Date Histogram: Can I force the last bucket to be a full interval?


#1

Hi!

Is it possible to have the intervals count backwards from the end of the range? I would like it so that the last bucket returned from a date_histogram aggregation was a complete interval, ending on the last day of my date range.

For example, this

{
  "size": 0,
  "query": {
    "bool": {
      "must": [
        {
          "range": {
            "date": {
              "format": "yyyy-MM-dd-HH-mm-ss",
              "gte": "2017-09-04-00-00-00",
              "lte": "2017-10-04-23-59-59"
            }
          }
        }
      ]
    }
  },
  "aggregations": {
    "time_agg": {
      "date_histogram": {
        "field": "date",
        "interval": "week",
        "min_doc_count": 0,
        "extended_bounds": {
          "min": "2017-09-04",
          "max": "2017-10-04"
        }
      }
    }
  }
}

Returns these buckets:

  "buckets": [
{
  "key_as_string": "2017-09-04T00:00:00.000Z",
  "key": 1504483200000,
  "doc_count": 11453
},
{
  "key_as_string": "2017-09-11T00:00:00.000Z",
  "key": 1505088000000,
  "doc_count": 14083
},
{
  "key_as_string": "2017-09-18T00:00:00.000Z",
  "key": 1505692800000,
  "doc_count": 14526
},
{
  "key_as_string": "2017-09-25T00:00:00.000Z",
  "key": 1506297600000,
  "doc_count": 14904
},
{
  "key_as_string": "2017-10-02T00:00:00.000Z",
  "key": 1506902400000,
  "doc_count": 1447
}

]
The last bucket returned is not a full week interval. It starts on Oct. 2 and goes until Oct 4.

I would like the buckets returned to be:

  "buckets": [
{
  "key_as_string": "2017-09-04T00:00:00.000Z",
  "key": ???,
  "doc_count": ???
},
{
  "key_as_string": "2017-09-06T00:00:00.000Z",
  "key": 1505088000000,
  "doc_count": ???
},
{
  "key_as_string": "2017-09-13T00:00:00.000Z",
  "key": ???,
  "doc_count": ???
},
{
  "key_as_string": "2017-09-20T00:00:00.000Z",
  "key": ???,
  "doc_count": ???
},
{
  "key_as_string": "2017-10-27T00:00:00.000Z",
  "key": ???,
  "doc_count": ???
}

]
The last bucket in the desired results is a complete week interval, ending on the last day specified in the date range. If any bucket is not a complete interval, it should be the first bucket, which contains the oldest data.

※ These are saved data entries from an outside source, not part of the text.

PR #953, opened 2021-11-16
fix(modeling): compute planes from average of all vertex normals

platypii:
I made a new PR so that the change to `plane.fromPoints` could be considered separately from #952. In my opinion #952 should be closed in favor of this PR, but I will leave both open for discussion.

This is a fix for #951 "faces are lost during generalize({snap: true}, ...)".

There is a bug in `plane.fromPoints` which returns an undefined plane in the case where the first three vertices are co-linear. This can be demonstrated with:

```js
const { plane } = require("@jscad/modeling").maths
console.log("plane", plane.fromPoints(plane.create(),
  [ 0, 0, 0 ],
  [ 1, 0, 0 ],
  [ 2, 0, 0 ],
  [ 0, 1, 0 ],
))
```

```js
plane [0, 0, 0, 0]
```

The problem is that jscad takes the first three vertices and computes the vertex normal for only `vertices[1]`. This is not always defined though (for example when co-linear). In general, a polygon may not have a defined normal vector. However it's fairly common to use the average of the vertex normals as the face normal.

With the changes in this PR, the above code returns the expected value:

```js
plane [0, 0, 1, 0]
```

Considerations: this is more "correct" but also computationally expensive. It computes the normal for all vertices instead of just one. It also has to normalize each normal vector for the math to work out. I made a special case for faster triangles, which are co-planar by definition.

### All Submissions:

### DIFF
--- a/packages/modeling/src/geometries/poly3/measureArea.js
+++ b/packages/modeling/src/geometries/poly3/measureArea.js
@@ -1,5 +1,5 @@
 const vec3 = require('../../maths/vec3')
-const plane = require('../../maths/plane')
+const plane = require('./plane')
 
 /**
  * Measure the area of the given polygon.
@@ -16,7 +16,7 @@ const measureArea = (poly3) => {
   const vertices = poly3.vertices
 
   // calculate a normal vector
-  const normal = plane.fromPoints(plane.create(), ...vertices)
+  const normal = plane(poly3)
 
   // determine direction of projection
   const ax = Math.abs(normal[0])
--- a/packages/modeling/src/geometries/poly3/measureArea.js
+++ b/packages/modeling/src/geometries/poly3/measureArea.js
@@ -1,4 +1,5 @@
 const vec3 = require('../../maths/vec3')
+const plane = require('../../maths/plane')
 
 /**
  * Measure the area of the given polygon.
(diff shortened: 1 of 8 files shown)


packages/modeling/src/geometries/poly3/measureArea.js
```diff
@@ -14,19 +15,18 @@ const measureArea = (poly3) => {
...
 
-  // calculate a real normal
-  const a = vertices[0]
-  const b = vertices[1]
-  const c = vertices[2]
-  const ba = vec3.subtract(vec3.create(), b, a)
-  const ca = vec3.subtract(vec3.create(), c, a)
-  const normal = vec3.cross(ba, ba, ca)
+  // calculate a normal vector
+  const normal = plane.fromPoints(plane.create(), ...vertices)
```
z3dev, line 19: I think that calling poly3.plane() would be better as this function caches the plane, and will return the plane if already available. It might help performance.

packages/modeling/src/maths/plane/fromPoints.js
```diff
@@ -10,17 +10,39 @@ const vec3 = require('../vec3')
  * @returns {plane} out
  * @alias module:modeling/maths/plane.fromPoints
  */
-const fromPoints = (out, a, b, c) => {
-  const ba = vec3.subtract(vec3.create(), b, a)
-  const ca = vec3.subtract(vec3.create(), c, a)
-  vec3.cross(ba, ba, ca)
-  vec3.normalize(ba, ba) // normal part
-  const w = vec3.dot(ba, a)
+const fromPoints = (out, ...vertices) => {
```
z3dev, line 13: ``

z3dev, line 13: Use the spread operation is sexy but it seems kind of a performance hit.

`Newplane = plane.fromPoints(…polygon.vertices)`

z3dev:
I’ll run the performance suite using theses changes to see what the performance impact becomes.

An alternative would be to calculate the midpoint of the polygon, and use that in the calculation of the normal. But that could also be expensive.

hrgdavor:
Maybe check if normal is messed up after calculating via first 3 points, and then only use new calculation via all vertices if really necessary.

packages/modeling/src/geometries/poly3/measureArea.js
platypii: Done

packages/modeling/src/maths/plane/fromPoints.js
platypii: I didn't want to break a widely used API. Maybe a new `plane.fromPointArray` function? Or do a type check if the parameter is an array?

z3dev:
@platypii sorry for the delay.

I started a new job recently and have become a weekend warrior, so hang in there.

z3dev:
@platypii the performance tests were good, so I’ll merge this in a few days.

z3dev (approved):
Looks good. Performance tests didn't show any degradation.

Is it possible to ensure that the lat bucket returned will be a complete interval?


(Mark Walkom) #2

If you are building these queries yourself then you can use relative date ranges, eg now-7d.
See https://www.elastic.co/guide/en/elasticsearch/reference/5.6/common-options.html#date-math


#3

@warkolm thanks for the response!

I've tried using relative date ranges to modify the extended_bounds of the aggregation so that the total length of the range would divide evenly by the interval. However, there are still cases where the last bucket returned is still in incomplete interval.

Is modifying the extended_bounds parameter using relative date ranges what you had in mind? Or is there another way to use relative date ranges to ensure the last bucket is a complete interval?

If you were thinking of a different way, could you please provide a quick example?

Thanks again for the help!


(Mark Walkom) #4

extended_bounds would be the best way if you're still getting incomplete buckets.


(system) #5

This topic was automatically closed 28 days after the last reply. New replies are no longer allowed.